MS: You had, of course, multiple side effects over the years that we treated you. You were always very brave in dealing with these side effects. Once you raised an important sentence – we talked about the saying that it’s not the years in your life that count but it’s the life in your years. So please can you remind me of your answer to that.
EA: Especially in cancer treatments, patients feel side effects. So one might think diarrhoea and all this which comes with side effects and treatment. However, I always had this example of people going to parties on a Friday, they drink a lot of alcohol and vomit, also as I did with my treatment, but there was more sense in my one than in this alcohol one. As you mentioned, it’s not about… You can’t do anything against, you have this disease, you haven’t chosen it so you have to make the best out of it. You have to cope with it and you have to live with it and living with it means you have to go back, as I said, to your normal life and enjoy as much as is possible the time you have. It’s getting more important to spend time with friends and families and so on. Also to really engage with your work – I never stopped giving lectures, my students, I never stopped with my consultancy. So going back to normal life is, I think, the best thing you can do.

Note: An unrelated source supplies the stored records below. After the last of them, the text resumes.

PR #139, opened 2021-02-04
Remove extraneous word-spacing in uthmani text 

tifa2UP:
### Summary
Leftover from debugging the missing alif on page 307 in Firefox. Removed to reset the page layout

### Test Plan
The page now renders as before.


src/components/Verse/VerseText.tsx
```diff
@@ -2,18 +2,29 @@ import React from 'react';
...
+  const isUthmaniText = quranReaderStyles.quranFont === QuranFont.Uthmani;
+  const isFirstTwoPages = words[0].pageNumber <= 2; // We don't want to justify the text on the first 2 pages to resemble the madani mushaf
 
   return (
-    <StyledVerseTextContainer styles={quranReaderStyles}>
+    <StyledVerseTextContainer
+      styles={quranReaderStyles}
+      isQuranPage={isQuranPage}
+      isUthmaniText={isUthmaniText}
+      isFirstTwoPages={isFirstTwoPages}
```
naveed-ahmad: ill suggest using `alightCenter` instead of `isFirstTwoPages`. Then we can reuse this if we need to center align other surah(/113, /114) in future.

PR #146, opened 2021-02-13
Fix Typos + Replace Redux with xState for AudioPlayer

osamasayed:
### Summary

While Redux is a great library but in some cases it becomes quite complicated to visualize and cover all the possible states and sync the UI with the logic behind those states. An audio player is one of those scenarios as an audio player can be at only one state at a time, either it’s Loading, Playing, Paused, Ended playing or Failed loading. [Xstate](https://xstate.js.org/docs/) is a much more robust library to handle this case than Redux in my humble opinion. It takes advantage of state diagrams to help us visualize all the possible states, the transitions between them and what triggers state A to move to state B. In this commit I have came up with the below state diagram for the audio player and tied it with the UI. I have also added a couple of improvements and fixed a typo. This is an initial commit for the audio player and we can take it from there and improve it. I didn’t add any loading indicators because that will depend on the UX and didn’t want to add a loading indicator that is not compatible with the design. Please feel free to let me know your thoughts and any issues.

Screen Shot 2021-06-14 at 06 36 19


naveed-ahmad (approved):

osamasayed:
Alsalam Alikum @naveed-ahmad I have added one more commit to the current pull request to use Xstate for the audioPlayer instead of Redux. Please have a look and let me know your thoughts.

PR #167, opened 2021-05-24
Version 1 of Audio Implementation. Functionality only

tifa2UP:
Added functionality but no UI to the audio player


src/components/AudioPlayer/Slider.tsx
```diff
@@ -0,0 +1,7 @@
+import React from 'react';
```
tifa2UP, line 1: place holder for v2

naveed-ahmad (approved):

PR #186, opened 2021-07-01
Qdc api

naveed-ahmad:
### Screenshots

| Before | After |
| ------ | ------ |


types/SlugType.ts
```diff
@@ -0,0 +1,6 @@
+interface SlugType {
```
tifa2UP, line 1: Drop "Type". Just `Slug`

types/TranslatedNameType.ts
```diff
@@ -0,0 +1,6 @@
+interface TranslatedNameType {
```
tifa2UP, line 1: ditto, just `TranslatedName`. all interfaces are types :D

types/ChapterType.ts
```diff
@@ -9,8 +12,9 @@ interface ChapterType {
   nameSimple: string;
   nameArabic: string;
   chapterNumber: number;
-  translatedName: Record<'name' | 'languageName', string>;
-  languageName: string;
+  translatedName: TranslatedNameType;
+  defaultSlug: SlugType;
+  slugs?: Array<SlugType>;
```
tifa2UP, line 17: No need to change, but for future reference, you can do `Slug[]` if it's easier

tifa2UP (dismissed):
💯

MS: You once told me it’s fine for you to deal with the side effects because you said from my doctor I expect to give me the years in my life and I will take care myself for the life in my years. Do you remember?
EA: Yes, I always think that we have different roles as the physician and the patient. The patient is responsible for how he is spending his time and the physician is responsible for giving this time to the patient. So that’s also a way to look at the different roles by saying that it’s not the task of the physician to get really involved in how this patient feels and his psychological surroundings; concentrate on the one hand on the medical stuff and concentrate, as a patient, on your life. So I think that’s really to be separated and it’s good if you have a personal understanding and, as we have, in the meantime a close friendship. But we have different roles as physician and patient.
MS: The best thing about the treatment was that I no longer need to treat you now, for seven years meanwhile.
EA: Yes, you have been too successful I guess. Just to mention another thing which I think is really important from the patient perspective. To be in an active role, so if you have side effects you can cope with by eating special food or avoiding special food; do something so that you don’t have the feeling that you’re just in a passive role. So you have to actively work on your process, on your side effects, on your life as well. So it’s something which you can’t 200% give away and have people doing this. Having a bit of control, I think, is good as a patient.
MS: If you needed to give one single advice to a newly diagnosed patient with advanced kidney cancer what would that be?
EA: Look at me, I’m seven years off treatment and I feel quite normal, as I may dare to say. So there is a big chance that you can do that also.
MS: Yes, you really are a role model, I really have to say that. I’m so happy that we made this way.
EA: You can believe me, I’m happy too.
MS: It was a great pleasure talking to you today, Ernst, and I think you have so many important messages to tell, not only to physicians but also to patients. I really feel very glad that I was in the position to be your treating physician, it was an honour for me and I’m so happy that we came out with this result.
EA: Well, I was lucky to have you as a treating physician so thanks for that.